● PROBLEM DESCRIPTION: Within the records, say how many lines include the word "approved"; the answer should be the number and no more.

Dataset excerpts
####################

PR #2530, opened 2024-02-27
Rename vc-issuance crate

Kailai-Wang:
### Context

As topic, analog to stf-task sender and receiver.

`lc` means `litentry-core`, it exists in the folder path already, no need to start the subfolder with `lc-*`. Let me know if that makes sense.


felixfaisal (approved):
LGTM

kziemianek (approved):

####################

● SOLUTION TO THIS EXERCISE: 2